Barbagallo M, Dominguez L J, Bardicef O, Resnick L M
Institute of Internal Medicine and Geriatrics, University of Palermo, Italy.
Hypertension. 2001 Sep;38(3 Pt 2):612-5. doi: 10.1161/hy09t1.095764.
Previous studies by our group have identified ionic aspects of insulin resistance in hypertension, in which cellular responses to insulin were influenced by the basal intracellular ionic environment-the lower the cytosolic free magnesium (Mg(i)), the less Mg(i) increased following insulin stimulation. To investigate whether this ionic insulin resistance represents a more general abnormality of cellular responsiveness in hypertension, we studied Mg(i) responses to nonhormonal signals such as hyperglycemia (15 mmol/L) and used (31)P-nuclear magnetic resonance (NMR) spectroscopy to measure Mg(i) in erythrocytes from normal (NL, n=14) and hypertensive (HTN, n=12) subjects before and 30, 60, 120, and 180 minutes after in vitro glucose incubations. Basal Mg(i) levels were significantly lower in HTN subjects than in NL subjects (169+/-10 versus 205+/-8 micromol.L(-1), P<0.01). In NL cells, hyperglycemia significantly lowered Mg(i), from 205+/-8 micromol.L(-1) (basal, T=0) to 181+/-8, 162+/-6, 152+/-7, and 175+/-9 micromol.L(-1) (T=30, 60, 120, and 180, respectively; P<0.005 versus T=0 at all times). In HTN cells, maximal Mg(i) responses to hyperglycemia were blunted, from 169+/-10 micromol.L(-1) (basal, T=0) to 170+/-11, 179+/-12, 181+/-14, and 173+/-15 micromol.L(-1) (T=30, 60, 120, and 180, respectively; P=NS versus T=0 at all times). For all subjects, Mg(i) responses to hyperglycemia were closely related to basal Mg(i) levels: the higher the Mg(i), the greater the response (n=26, r=0.620, P<0.001). Thus, (1) erythrocytes from hypertensive vis-à-vis normotensive subjects are resistant to the ionic effects of extracellular hyperglycemia on Mg(i) levels, and (2) cellular ionic responses to glucose depend on the basal Mg(i) environment. Altogether, these data support a role for altered extracellular glucose levels in regulating cellular magnesium metabolism and also suggest the importance of ionic factors in determining cellular responsiveness to nonhormonal as well as hormonal signals.

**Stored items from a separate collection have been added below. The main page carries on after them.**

PR #273, opened 2015-05-20
[setup.py] use setuptools if available, or fall back to distutils

anthrotype:
This patch addresses issue https://github.com/behdad/fonttools/issues/272

If setuptools raises an ImportError, then it falls back to the old distutils method.

I modified the four scripts so that they can work as setuptools 'console_scripts', in which the main function takes no arguments.

I also added an empty identifier "" in the 'packages' argument of setup function, otherwise the 
standalone sstruct.py and xmlWriter.py module -- which we have put back at the root of Lib for legacy -- would not be correctly installed.

I also removed py2exe since that is made redundant by the setuptools 'console_scripts' approach. This in fact will automagically create Windows executables (.exe) for each script using the specified entry point (I think this is really cool!).

Finally, I removed the custom 'build_ext' command which is no longer needed, since the "Src/eexecOpmodule.c" extension module was removed some time ago from behdad's fork.

### DIFF
--- a/Lib/fontTools/inspect.py
+++ b/Lib/fontTools/inspect.py
@@ -251,7 +251,9 @@ class Inspect(object):
 		self.scrolled_window.add(self.treeview)
 		self.window.show_all()
 
-def main(args):
+def main(args=None):
+	if args is None:
+		args = sys.argv[1:]
 	if len(args) < 1:
 		print("usage: pyftinspect font...", file=sys.stderr)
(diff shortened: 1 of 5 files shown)


anthrotype:
I pushed a new commit to fix this:

    WARNING: '' not a valid package name; please use only.-separated package names in setup.py

The "py_modules" argument works with both setuptools and distutils.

我们团队之前的研究已经确定了高血压中胰岛素抵抗的离子方面,其中细胞对胰岛素的反应受基础细胞内离子环境的影响——胞质游离镁(Mg(i))越低,胰岛素刺激后Mg(i)升高越少。为了研究这种离子胰岛素抵抗是否代表高血压中细胞反应性更普遍的异常,我们研究了Mg(i)对非激素信号如高血糖(15 mmol/L)的反应,并使用(31)P-核磁共振(NMR)光谱法测量正常(NL,n = 14)和高血压(HTN,n = 12)受试者体外葡萄糖孵育前以及孵育30、60、120和180分钟后红细胞中的Mg(i)。HTN受试者的基础Mg(i)水平显著低于NL受试者(169±10对205±8 μmol·L(-1),P<0.01)。在NL细胞中,高血糖显著降低了Mg(i),从205±8 μmol·L(-1)(基础,T = 0)降至181±8、162±6、152±7和175±9 μmol·L(-1)(分别为T = 30、60、120和180;所有时间点与T = 0相比P<0.005)。在HTN细胞中,对高血糖的最大Mg(i)反应减弱,从169±10 μmol·L(-1)(基础,T = 0)降至170±11、179±12、181±14和173±15 μmol·L(-1)(分别为T = 30、60、120和180;所有时间点与T = 0相比P = 无显著性差异)。对于所有受试者,Mg(i)对高血糖的反应与基础Mg(i)水平密切相关:Mg(i)越高,反应越大(n = 26,r = 0.620,P<0.001)。因此,(1)高血压患者相对于正常血压患者的红细胞对细胞外高血糖对Mg(i)水平的离子效应具有抗性,(2)细胞对葡萄糖的离子反应取决于基础Mg(i)环境。总之,这些数据支持细胞外葡萄糖水平改变在调节细胞镁代谢中的作用,并也表明离子因素在决定细胞对非激素以及激素信号的反应性方面的重要性。